BEGIN SOURCE INFORMATION

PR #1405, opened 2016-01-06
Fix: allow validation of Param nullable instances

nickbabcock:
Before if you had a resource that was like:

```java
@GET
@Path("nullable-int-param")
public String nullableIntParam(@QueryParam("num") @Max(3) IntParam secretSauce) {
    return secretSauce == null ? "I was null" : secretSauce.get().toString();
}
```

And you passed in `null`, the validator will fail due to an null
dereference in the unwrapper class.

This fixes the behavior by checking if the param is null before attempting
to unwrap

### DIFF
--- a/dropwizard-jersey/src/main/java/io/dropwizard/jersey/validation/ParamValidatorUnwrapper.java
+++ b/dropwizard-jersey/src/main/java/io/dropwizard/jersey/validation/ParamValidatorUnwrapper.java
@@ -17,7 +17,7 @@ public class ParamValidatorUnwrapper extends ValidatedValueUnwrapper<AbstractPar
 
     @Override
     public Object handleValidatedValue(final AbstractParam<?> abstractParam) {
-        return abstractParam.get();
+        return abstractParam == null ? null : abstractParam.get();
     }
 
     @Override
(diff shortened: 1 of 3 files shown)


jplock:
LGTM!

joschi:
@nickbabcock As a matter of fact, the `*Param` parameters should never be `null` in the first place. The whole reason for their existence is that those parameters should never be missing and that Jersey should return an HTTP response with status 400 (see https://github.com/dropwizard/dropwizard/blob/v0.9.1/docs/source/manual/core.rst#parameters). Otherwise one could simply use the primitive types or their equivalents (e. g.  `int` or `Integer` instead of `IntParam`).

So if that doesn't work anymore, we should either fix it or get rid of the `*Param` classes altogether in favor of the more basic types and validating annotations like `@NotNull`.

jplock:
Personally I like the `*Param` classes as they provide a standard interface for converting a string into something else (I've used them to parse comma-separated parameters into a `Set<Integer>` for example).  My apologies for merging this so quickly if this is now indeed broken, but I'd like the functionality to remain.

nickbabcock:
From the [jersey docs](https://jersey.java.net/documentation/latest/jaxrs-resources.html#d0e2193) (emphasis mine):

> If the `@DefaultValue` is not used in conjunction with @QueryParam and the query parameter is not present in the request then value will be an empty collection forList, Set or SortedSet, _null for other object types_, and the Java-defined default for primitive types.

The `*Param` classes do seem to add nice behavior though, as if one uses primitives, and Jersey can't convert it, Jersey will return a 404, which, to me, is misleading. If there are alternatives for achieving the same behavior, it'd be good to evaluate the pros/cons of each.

END SOURCE INFORMATION
BEGIN SOURCE INFORMATION

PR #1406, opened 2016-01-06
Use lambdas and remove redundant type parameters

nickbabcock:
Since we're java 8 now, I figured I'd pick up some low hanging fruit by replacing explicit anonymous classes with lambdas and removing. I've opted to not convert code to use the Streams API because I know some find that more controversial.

END SOURCE INFORMATION

• **TASK REQUIREMENTS**
In the listing above, find the line holding "From the [jersey" and the line holding "for primitive types.", then output those two lines and every line between them exactly.

• **ANSWER BELOW**
From the [jersey docs](https://jersey.java.net/documentation/latest/jaxrs-resources.html#d0e2193) (emphasis mine):

> If the `@DefaultValue` is not used in conjunction with @QueryParam and the query parameter is not present in the request then value will be an empty collection forList, Set or SortedSet, _null for other object types_, and the Java-defined default for primitive types.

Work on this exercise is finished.